*** Opening Material for this exercise ***

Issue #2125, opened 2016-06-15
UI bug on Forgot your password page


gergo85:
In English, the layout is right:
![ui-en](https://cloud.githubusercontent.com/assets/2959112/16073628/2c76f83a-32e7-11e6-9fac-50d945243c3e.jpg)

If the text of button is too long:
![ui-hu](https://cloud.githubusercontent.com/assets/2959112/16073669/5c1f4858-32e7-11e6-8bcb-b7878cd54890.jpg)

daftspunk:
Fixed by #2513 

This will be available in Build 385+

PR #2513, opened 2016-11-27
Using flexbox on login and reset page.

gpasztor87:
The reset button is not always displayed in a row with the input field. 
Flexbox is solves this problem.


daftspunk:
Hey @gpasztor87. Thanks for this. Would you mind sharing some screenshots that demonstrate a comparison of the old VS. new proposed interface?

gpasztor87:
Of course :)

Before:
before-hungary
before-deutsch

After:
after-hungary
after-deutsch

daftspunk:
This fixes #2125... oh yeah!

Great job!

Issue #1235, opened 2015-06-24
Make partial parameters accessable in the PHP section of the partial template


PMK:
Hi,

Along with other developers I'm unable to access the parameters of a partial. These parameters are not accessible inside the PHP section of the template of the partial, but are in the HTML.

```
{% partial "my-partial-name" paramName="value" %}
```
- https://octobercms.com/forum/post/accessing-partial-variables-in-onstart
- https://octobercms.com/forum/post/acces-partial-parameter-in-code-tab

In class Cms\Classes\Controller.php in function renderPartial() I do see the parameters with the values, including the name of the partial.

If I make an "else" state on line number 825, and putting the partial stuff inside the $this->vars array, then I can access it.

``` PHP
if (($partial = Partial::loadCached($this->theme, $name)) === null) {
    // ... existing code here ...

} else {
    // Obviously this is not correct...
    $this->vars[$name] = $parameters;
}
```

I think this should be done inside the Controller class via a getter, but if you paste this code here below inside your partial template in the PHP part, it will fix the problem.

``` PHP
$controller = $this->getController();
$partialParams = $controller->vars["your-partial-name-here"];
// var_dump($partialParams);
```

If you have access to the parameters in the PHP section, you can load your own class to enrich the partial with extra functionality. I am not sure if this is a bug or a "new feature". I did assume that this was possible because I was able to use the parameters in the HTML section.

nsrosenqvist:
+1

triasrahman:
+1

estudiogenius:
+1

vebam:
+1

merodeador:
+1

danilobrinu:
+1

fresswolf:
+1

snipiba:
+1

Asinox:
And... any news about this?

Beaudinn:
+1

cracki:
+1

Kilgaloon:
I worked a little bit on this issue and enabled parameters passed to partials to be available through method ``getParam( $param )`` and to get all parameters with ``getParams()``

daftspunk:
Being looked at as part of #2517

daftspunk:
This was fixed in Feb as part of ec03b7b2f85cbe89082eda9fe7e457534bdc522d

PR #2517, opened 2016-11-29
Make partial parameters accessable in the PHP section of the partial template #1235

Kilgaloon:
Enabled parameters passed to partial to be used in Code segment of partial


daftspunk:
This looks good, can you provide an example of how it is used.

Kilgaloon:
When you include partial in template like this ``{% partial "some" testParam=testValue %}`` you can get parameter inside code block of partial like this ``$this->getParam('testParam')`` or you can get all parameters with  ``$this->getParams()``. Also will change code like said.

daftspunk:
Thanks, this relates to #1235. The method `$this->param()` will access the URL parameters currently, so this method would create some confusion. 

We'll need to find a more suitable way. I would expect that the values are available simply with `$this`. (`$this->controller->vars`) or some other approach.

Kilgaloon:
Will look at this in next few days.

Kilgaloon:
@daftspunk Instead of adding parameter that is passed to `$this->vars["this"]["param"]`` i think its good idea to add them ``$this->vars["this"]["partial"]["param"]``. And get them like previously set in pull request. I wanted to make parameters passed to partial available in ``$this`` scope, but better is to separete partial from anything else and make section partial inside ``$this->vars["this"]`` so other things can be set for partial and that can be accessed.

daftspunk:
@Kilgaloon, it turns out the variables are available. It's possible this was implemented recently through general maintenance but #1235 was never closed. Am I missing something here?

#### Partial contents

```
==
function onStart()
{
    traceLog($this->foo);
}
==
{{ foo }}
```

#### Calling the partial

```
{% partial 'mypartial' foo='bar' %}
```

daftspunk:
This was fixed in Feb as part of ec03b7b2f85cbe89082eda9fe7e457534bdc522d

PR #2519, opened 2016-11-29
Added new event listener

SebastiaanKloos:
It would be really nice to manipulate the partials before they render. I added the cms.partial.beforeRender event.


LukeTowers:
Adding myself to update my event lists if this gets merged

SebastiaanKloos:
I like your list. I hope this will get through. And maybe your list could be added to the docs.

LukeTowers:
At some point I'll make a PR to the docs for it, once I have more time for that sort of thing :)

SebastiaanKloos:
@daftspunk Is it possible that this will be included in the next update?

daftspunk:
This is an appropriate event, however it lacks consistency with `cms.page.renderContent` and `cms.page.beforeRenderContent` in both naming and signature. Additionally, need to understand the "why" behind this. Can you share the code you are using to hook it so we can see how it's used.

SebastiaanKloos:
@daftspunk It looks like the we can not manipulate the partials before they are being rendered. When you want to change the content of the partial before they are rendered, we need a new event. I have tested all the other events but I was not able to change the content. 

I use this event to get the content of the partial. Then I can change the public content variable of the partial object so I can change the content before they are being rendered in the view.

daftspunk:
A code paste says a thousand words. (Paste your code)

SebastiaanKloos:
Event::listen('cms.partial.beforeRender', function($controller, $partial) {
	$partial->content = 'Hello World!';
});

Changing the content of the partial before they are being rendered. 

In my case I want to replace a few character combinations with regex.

*** Closing Material for this exercise ***
*** Opening Material for this exercise ***

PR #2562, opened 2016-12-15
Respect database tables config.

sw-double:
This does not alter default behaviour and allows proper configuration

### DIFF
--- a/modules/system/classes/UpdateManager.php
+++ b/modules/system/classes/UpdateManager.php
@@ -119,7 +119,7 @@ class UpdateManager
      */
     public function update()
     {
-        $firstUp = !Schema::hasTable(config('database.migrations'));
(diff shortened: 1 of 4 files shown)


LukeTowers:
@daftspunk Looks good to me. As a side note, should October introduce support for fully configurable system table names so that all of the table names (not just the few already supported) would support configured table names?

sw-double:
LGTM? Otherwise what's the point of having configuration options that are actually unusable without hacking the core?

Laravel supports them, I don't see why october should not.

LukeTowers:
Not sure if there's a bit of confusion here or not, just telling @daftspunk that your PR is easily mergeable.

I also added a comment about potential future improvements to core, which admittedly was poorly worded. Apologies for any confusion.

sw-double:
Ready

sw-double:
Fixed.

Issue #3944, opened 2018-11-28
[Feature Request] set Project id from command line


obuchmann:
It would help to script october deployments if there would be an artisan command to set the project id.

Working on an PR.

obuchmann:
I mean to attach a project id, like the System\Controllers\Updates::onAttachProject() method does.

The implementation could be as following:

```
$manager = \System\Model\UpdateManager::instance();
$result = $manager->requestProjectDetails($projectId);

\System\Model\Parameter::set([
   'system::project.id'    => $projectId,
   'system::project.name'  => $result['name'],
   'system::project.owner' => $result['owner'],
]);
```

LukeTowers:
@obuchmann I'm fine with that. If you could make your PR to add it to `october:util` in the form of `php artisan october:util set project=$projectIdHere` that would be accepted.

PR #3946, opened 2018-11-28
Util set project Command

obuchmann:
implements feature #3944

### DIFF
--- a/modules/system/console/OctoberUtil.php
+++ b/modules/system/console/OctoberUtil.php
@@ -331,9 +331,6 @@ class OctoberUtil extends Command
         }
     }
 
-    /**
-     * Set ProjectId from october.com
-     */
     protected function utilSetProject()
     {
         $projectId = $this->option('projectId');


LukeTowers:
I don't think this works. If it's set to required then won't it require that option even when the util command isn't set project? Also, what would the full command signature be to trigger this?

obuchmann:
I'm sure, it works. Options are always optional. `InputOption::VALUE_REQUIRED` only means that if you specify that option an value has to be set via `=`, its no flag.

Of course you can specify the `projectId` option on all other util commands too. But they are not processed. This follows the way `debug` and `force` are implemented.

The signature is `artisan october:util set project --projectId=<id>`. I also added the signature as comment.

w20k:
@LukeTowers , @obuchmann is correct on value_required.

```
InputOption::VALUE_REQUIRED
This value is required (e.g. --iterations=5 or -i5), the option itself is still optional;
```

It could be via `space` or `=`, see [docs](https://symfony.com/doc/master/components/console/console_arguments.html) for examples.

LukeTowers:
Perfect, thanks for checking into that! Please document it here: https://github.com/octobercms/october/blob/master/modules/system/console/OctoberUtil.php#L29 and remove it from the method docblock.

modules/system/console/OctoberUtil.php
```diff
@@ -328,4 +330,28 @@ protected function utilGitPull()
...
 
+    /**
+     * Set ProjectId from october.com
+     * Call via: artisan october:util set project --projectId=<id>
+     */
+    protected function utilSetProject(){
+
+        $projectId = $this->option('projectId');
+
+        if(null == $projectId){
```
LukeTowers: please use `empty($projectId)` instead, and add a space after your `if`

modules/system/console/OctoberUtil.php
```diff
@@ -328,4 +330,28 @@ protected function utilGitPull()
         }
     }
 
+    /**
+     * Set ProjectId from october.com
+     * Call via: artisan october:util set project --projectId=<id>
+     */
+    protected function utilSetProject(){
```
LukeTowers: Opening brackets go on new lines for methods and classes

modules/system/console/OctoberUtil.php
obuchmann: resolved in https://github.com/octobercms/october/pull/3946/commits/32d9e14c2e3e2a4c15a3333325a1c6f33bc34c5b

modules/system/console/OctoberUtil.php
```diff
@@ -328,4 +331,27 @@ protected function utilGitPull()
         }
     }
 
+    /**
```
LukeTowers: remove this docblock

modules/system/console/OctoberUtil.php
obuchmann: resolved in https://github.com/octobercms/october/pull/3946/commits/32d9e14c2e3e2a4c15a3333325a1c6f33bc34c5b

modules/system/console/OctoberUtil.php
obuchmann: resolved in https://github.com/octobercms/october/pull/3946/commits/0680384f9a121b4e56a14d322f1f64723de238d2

*** Closing Material for this exercise ***

> [Work instructions]
Show each line of the listing that holds the string "like".

> [Response area]
When you include partial in template like this ``{% partial "some" testParam=testValue %}`` you can get parameter inside code block of partial like this ``$this->getParam('testParam')`` or you can get all parameters with  ``$this->getParams()``. Also will change code like said.
@daftspunk Instead of adding parameter that is passed to `$this->vars["this"]["param"]`` i think its good idea to add them ``$this->vars["this"]["partial"]["param"]``. And get them like previously set in pull request. I wanted to make parameters passed to partial available in ``$this`` scope, but better is to separete partial from anything else and make section partial inside ``$this->vars["this"]`` so other things can be set for partial and that can be accessed.
I like your list. I hope this will get through. And maybe your list could be added to the docs.
@daftspunk It looks like the we can not manipulate the partials before they are being rendered. When you want to change the content of the partial before they are rendered, we need a new event. I have tested all the other events but I was not able to change the content. 
I mean to attach a project id, like the System\Controllers\Updates::onAttachProject() method does.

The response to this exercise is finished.